Darcos et les violences scolaires : copie hors sujet
Xavier Darcos, Ministre de l’Education Nationale a proposé la création d’une « force mobile d’agents en milieux scolaire » et la généralisation des portiques à l’entrée des écoles pour lutter contre les violences scolaires.
Ces propos inappropriés ressemblent à une nouvelle provocation à l’égard de la communauté scolaire, des enseignants et personnel d’éducation. Ils s\’inscrivent dans une fâcheuse tendance de ce gouvernement à imposer un traitement policier de la jeunesse, au détriment des missions éducatives de l’Education Nationale.

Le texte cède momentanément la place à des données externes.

Issue #9984, opened 2022-01-23
chore: add fixtures for grants claim


nfrgosselin:
update to include fixtures

**Description**
After the last round of fixes on the claims experience, we need to add backend tests to the claims page to ensure good test coverage.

Le gouvernement chercherait-il à détourner l’attention des conséquences de sa propre politique ? Les suppressions d’emplois et la réduction d’effectifs depuis plusieurs années dans l’Education Nationale ne permettent plus aux équipes éducatives d\’assurer leur rôle de suivi et de prévention auprès de la jeunesse.
On ne compte plus les collèges où les conseillers principaux d’éducation sont en sous effectif pour assurer le rôle de suivi et de prévention auprès des élèves. Les surveillants ont été purement et simplement supprimés. Il en va de même pour les assistants sociaux ou infirmiers dans les établissements qui ne peuvent plus assumer leur rôle essentiel de prévention.
La lutte contre la violence à l’école doit être une priorité. Mais Xavier DARCOS se trompe de cible en concentrant ses interventions sur le port d’armes. Ces agressions violentes sont heureusement très rares. Beaucoup plus inquiétantes sont les augmentations de violences au quotidien dans les établissements : agressions entre élèves ou avec leurs enseignants, insultes, incivilités.
Le problème des violences scolaires ne se résoudra ni par l’instauration d’une brigade spéciale, ni par des portiques à l’entrée des écoles, ni encore par une systématisation des fouilles au corps.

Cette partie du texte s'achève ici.